Python - A/B Testing
class PromptABTest:
    def __init__(self, variants, split=0.5):
        self.variants = variants
        self.split = split
        self.metrics = defaultdict(list)

    async def run(self, input_data, user_id):
        # Deterministic assignment based on user
        variant = "A" if hash(user_id) % 100 < \
            self.split * 100 else "B"

        prompt = self.variants[variant]
        result = await llm.call(prompt, input_data)
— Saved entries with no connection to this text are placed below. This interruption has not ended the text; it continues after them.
PR #403, opened 2021-03-21
fix(crtsh): typo preventing results being returned fixed

infosec-au:
There's an extra % in the crt.sh API endpoint that prevents results from being returned. I've fixed this typo so that this source works again.

### DIFF
--- a/v2/pkg/subscraping/sources/crtsh/crtsh.go
+++ b/v2/pkg/subscraping/sources/crtsh/crtsh.go
@@ -72,7 +72,7 @@ func (s *Source) getSubdomainsFromSQL(domain string, results chan subscraping.Re
 }
 
 func (s *Source) getSubdomainsFromHTTP(ctx context.Context, domain string, session *subscraping.Session, results chan subscraping.Result) bool {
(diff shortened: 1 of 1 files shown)


ehsandeep:
@infosec-au thank you for the PR, can you share an instance where you experienced crt.sh API endpoint that prevents results from being returned? can't repo this side.

```bash
subfinder -version
[INF] Current Version: 2.4.6
```

```bash
subfinder -d hackerone.com -sources crtsh -silent

support.hackerone.com
docs.hackerone.com
hackerone.com
links.hackerone.com
mta-sts.forwarding.hackerone.com
mta-sts.managed.hackerone.com
www.hackerone.com
api.hackerone.com
go.hackerone.com
info.hackerone.com
mta-sts.hackerone.com
```

ehsandeep:
@infosec-au thank you for opening a PR for this, we identified the root cause of this behavior, as the default subfinder crtsh source supports DB connection to query, if failed it fallback to web endpoint which was not working due to a bug we fixed in following PR https://github.com/projectdiscovery/subfinder/pull/410, now it should work with the latest release of subfinder.

Closing this PR as the fix implemented in referenced PR.

PR #416, opened 2021-04-17
Add example of how to use subfinder as a Go library

hachh:
@ehsandeep I added a basic example of how to use subfinder as a Go library


ehsandeep:
thank you @hachh

PR #442, opened 2021-08-09
Add http-proxy flag and C99 to README.md

taythebot:
I've added the `http-proxy` flag and C99 source to the readme file. I forgot to add them in when I added the features.


ehsandeep (approved):

ehsandeep:
thank you @taythebot

PR #445, opened 2021-08-09
Retrieve archiveis first page

maldevel:
Archiveis is not working properly. When you are trying to retrieve the next page (e.g. https://archive.is/offset=50/*.github.com) you are getting an HTTP error 429 in golang because it asks for the user's input (recaptcha challenge solving). However, instead of removing the website completely you could just retrieve the results of the first page only.

### DIFF
--- a/v2/pkg/subscraping/sources/archiveis/archiveis.go
+++ b/v2/pkg/subscraping/sources/archiveis/archiveis.go
@@ -9,12 +9,15 @@ import (
 	"github.com/projectdiscovery/subfinder/v2/pkg/subscraping"
 )
 
+// Source is the passive scraping agent
 type Source struct{}
 
+// Name returns the name of the source
 func (s *Source) Name() string {
 	return "archiveis"
 }
 
+// Run function returns all subdomains found with the service
 func (s *Source) Run(ctx context.Context, domain string, session *subscraping.Session) <-chan subscraping.Result {
 	results := make(chan subscraping.Result)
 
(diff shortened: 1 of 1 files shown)


ehsandeep (commented):
@maldevel I see `503` status instead of `429`, is it expected after your change?

```sh
git branch --show-current
pr/445


./subfinder -d hackerone.com -v -sources archiveis

               __    _____           __         
   _______  __/ /_  / __(_)___  ____/ /__  _____
  / ___/ / / / __ \/ /_/ / __ \/ __  / _ \/ ___/
 (__  ) /_/ / /_/ / __/ / / / / /_/ /  __/ /    
/____/\__,_/_.___/_/ /_/_/ /_/\__,_/\___/_/ v2.4.8

		projectdiscovery.io

Use with caution. You are responsible for your actions
Developers assume no liability and are not responsible for any misuse or damage.
By using subfinder, you also agree to the terms of the APIs used.

[INF] Enumerating subdomains for hackerone.com
[WRN] Could not run source archiveis: unexpected status code 503 received from https://archive.is/*.hackerone.com
```

maldevel:
I just tested it and it works. The 503 error means that the service wasn't available. Maybe it was temporarily unavailable on the server side? The HTTP 429 error code is being received when you try to capture the next page and it happens because of the recaptcha challenge.

maldevel:
Sometimes you might receive http 429 error or other http errors because of the user agent string. The websites (not only archiveis) are blacklisting certain user agent strings and/or identical get/post requests that are being repeated in a short period of time. In that case, to solve this issue you have to change the user agent string in the agent.go file or preferably use a random user agent string with each http request.

Mzack9999 (approved):

ehsandeep:
thank you @maldevel, I've created a separate issue to support user agent with each HTTP request.

PR #446, opened 2021-08-10
v2.4.9 Preparation

ehsandeep:


maldevel:
I just tested it and it works. The 503 error means that the service wasn't available. Maybe it was temporarily unavailable on the server side? The HTTP 429 error code is being received when you try to capture the next page because of the recaptcha challenge.

Issue #447, opened 2021-08-10
Use a random user agent string with each http request.


ehsandeep:
Sometimes you might receive http 429 error or other http errors because of the user agent string. The websites (not only archiveis) are blacklisting certain user agent strings and/or identical get/post requests that are being repeated in a short period of time. In that case, to solve this issue you have to change the user agent string in the agent.go file or preferably use a random user agent string with each http request.

_Originally posted by @maldevel in https://github.com/projectdiscovery/subfinder/issues/445#issuecomment-895982601_

ehsandeep:
We already have this support in nuclei and httpx project.

taythebot:
I'm working on implementing this feature and was wondering if we should keep the default user agent `Mozilla/5.0 (Windows NT 10.0; Win64; x64) AppleWebKit/537.36 (KHTML, like Gecko) Chrome/78.0.3904.108 Safari/537.36` or change it to `subfinder - Open-source Project (github.com/projectdiscovery/subfinder)` to match httpx?

taythebot:
I've gone ahead and added the `unsafe` flag which uses the default user agent. If the `random-agent` flag is required please let me know!

Issue #362, opened 2021-01-12
[Feature] rate limit support for http requests


ZeroDot1:
Add a function to make a random delay between the requests.
The user should have the possibility to set a time delay, e.g. a random delay from 1 to 10 seconds.
This function helps not to be blocked directly by the different services when you make a lot of requests.

ehsandeep:
For this, a new flag, say `delay`, can be added to ensure that the user-defined delay between each HTTP request sent from SubFinder is respected.

```
-delay         Seconds to wait between requests (default 0)
```

Example use:-

```
subfinder -d example.com -delay 2
```

PR #449, opened 2021-08-11
Add Rate Limit and User Agent randomization for HTTP requests

taythebot:
Added user agent randomization(#447) and rate limiting for HTTP requests (#362).

User agent randomization is implemented using the [uarand ](github.com/corpix/uarand) library. It is enabled by default since Subfinder exclusively uses third party APIs.

Rate limit is implemented using the [ratelimit](https://github.com/uber-go/ratelimit) library and the flag is `rate-limit`. The default value for the flag is 0, which creates an "unlimited" rate limit instance.


ehsandeep (approved):

ehsandeep:
thank you @taythebot for adding both features.

PR #450, opened 2021-08-11
Modify Dockerfile

EONRaider:
This PR modifies the Dockerfile in the following ways:
- Add deterministic image names
- Add a non-privileged user to the container. The importance of using a least privileged user is well-known, but you can check the advice from [OWASP](https://cheatsheetseries.owasp.org/cheatsheets/Docker_Security_Cheat_Sheet.html) and [Snyk](https://snyk.io/blog/10-docker-image-security-best-practices/) if necessary. At the least, enabling such user makes it easy for those that use the Docker image and need to publish volumes (files are not written by root, making things easier)

### DIFF
--- a/Dockerfile
+++ b/Dockerfile
@@ -1,11 +1,20 @@
-# Build
-FROM golang:1.16.7-alpine AS build-env
+# Build image: golang:1.16.6-alpine3.14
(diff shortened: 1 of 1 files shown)


ehsandeep:
@EONRaider closing the PR for the same reason mentioned here - https://github.com/projectdiscovery/subfinder/pull/432

PR #464, opened 2021-10-07
Update README.md

mdhama:
Getting error while installing 

`package github.com/projectdiscovery/subfinder/v2/cmd/subfinder@latest: cannot use path@version`


ehsandeep:
Closing as per above comment.

PR #476, opened 2021-12-17
Source full hunt.io

LuitelSamikshya:


v2/pkg/subscraping/sources/fullhunt/fullhunt.go
```diff
@@ -0,0 +1,59 @@
...
+// Source is the passive scraping agent
+type Source struct{}
+
+func (s *Source) Run(ctx context.Context, domain string, session *subscraping.Session) <-chan subscraping.Result {
+	results := make(chan subscraping.Result)
+
+	go func() {
+		defer close(results)
+		
+		resp, err := session.Get(ctx, fmt.Sprintf("https://fullhunt.io/api/v1/domain/%s/details", domain), "", map[string]string{"X-API-KEY": session.Keys.FullHunt})
```
Ice3man543, line 32: Instead of the details endpoint, we should use [subdomains](https://api-docs.fullhunt.io/#get-subdomains-of-a-domain) api.

LuitelSamikshya: Done.

ehsandeep (approved):

PR #119, opened 2022-12-06
update tb param, make set param accessible from bp.

yuokamoto:


Source/RapyutaSimulationPlugins/Public/Robots/RRRobotROS2Interface.h
```diff
@@ -116,8 +116,10 @@ class RAPYUTASIMULATIONPLUGINS_API URRRobotROS2Interface : public UObject
     /**
      * @brief Setup ROS Params, overridable by child classes to config custom ROS2 Interface's params
      */
-    UFUNCTION()
-    virtual void SetupROSParams();
+    UFUNCTION(BlueprintNativeEvent, BlueprintCallable)
+    void SetupROSParams();
```
Tadinu, line 120: This is a virtual function, meaning it is currently re-implemented by various other classes, so it should be kept.
For BP implementation support, it'd be better to create another one calling this function.

Source/RapyutaSimulationPlugins/Public/Robots/RRRobotROS2Interface.h
```diff
@@ -116,8 +116,10 @@ class RAPYUTASIMULATIONPLUGINS_API URRRobotROS2Interface : public UObject
     /**
      * @brief Setup ROS Params, overridable by child classes to config custom ROS2 Interface's params
      */
-    UFUNCTION()
-    virtual void SetupROSParams();
+    UFUNCTION(BlueprintNativeEvent, BlueprintCallable)
+    void SetupROSParams();
+
+    virtual void SetupROSParams_Implementation();
```
Tadinu:
```suggestion
    UFUNCTION()
    virtual void SetupROSParams();

    UFUNCTION(BlueprintNativeEvent, BlueprintCallable)
    void BPSetupROSParams();
```
So we could keep various child cpp classes's API header without having to update them with `_Implementation`, which is BP coupling.

Source/RapyutaSimulationPlugins/Private/Robots/RRRobotROS2Interface.cpp
```diff
@@ -16,13 +16,8 @@
...
 
-void URRRobotROS2Interface::SetupROSParams()
+void URRRobotROS2Interface::SetupROSParams_Implementation()
 {
-    bPublishOdom = true;
-    bPublishOdomTf = false;
-    CmdVelTopicName = TEXT("cmd_vel");
-    JointsCmdTopicName = TEXT("joint_states");
-    bWarnAboutMissingLink = true;
 }
```
Tadinu: Better to keep these to be reusable by child cpp classes?

yuokamoto: - those are set as default value in header already.
- if child class do not override this function, parameter become this values even if you changes member value in child class

Source/RapyutaSimulationPlugins/Public/Robots/RRRobotROS2Interface.h
yuokamoto: it is used only by SBROS2Interface.

Tadinu: Yeah it is used by Skeletal robot also, but I get the idea to make this supported by child BP.
Since this is one of the core class, ideally I'd still prefer an agnostic style of API, so either child cpp or BP class could use, but it might not be fully supported by UE.

Tadinu (approved):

        # Track metrics for analysis
        self.metrics[variant].append({
            "latency": result.latency,
            "tokens": result.token_count,
            "user_rating": None  # Filled later
        })
        return result

Prompt Libraries

Organize and share proven prompts across your team:

Library Category Example Prompts
Code Analysis Code review, bug detection, refactoring suggestions, documentation generation
Data Processing Classification, extraction, summarization, translation
Content Generation Technical writing, email drafting, report generation
Quality Assurance Test case generation, output validation, bias detection

Anti-Patterns to Avoid

These patterns lead to unreliable, expensive, or unmaintainable AI features:
  • Mega-prompt: Cramming every instruction into one massive prompt. Break complex tasks into a chain of focused prompts instead.
  • Hope-driven development: Testing a prompt once, seeing it work, and shipping it. Always test against a diverse evaluation dataset.
  • Prompt hardcoding: Embedding prompts directly in source code. Use external prompt files that can be versioned and updated independently.
  • Ignoring token costs: Not tracking or optimizing token usage. A prompt that costs $0.01 per call adds up to $10,000 at 1M requests.
  • No fallback plan: Assuming the AI model will always be available and produce good results. Always build fallback mechanisms.
  • Temperature neglect: Using default temperature for all tasks. Use low temperature (0.0-0.3) for deterministic tasks, higher (0.7-1.0) for creative ones.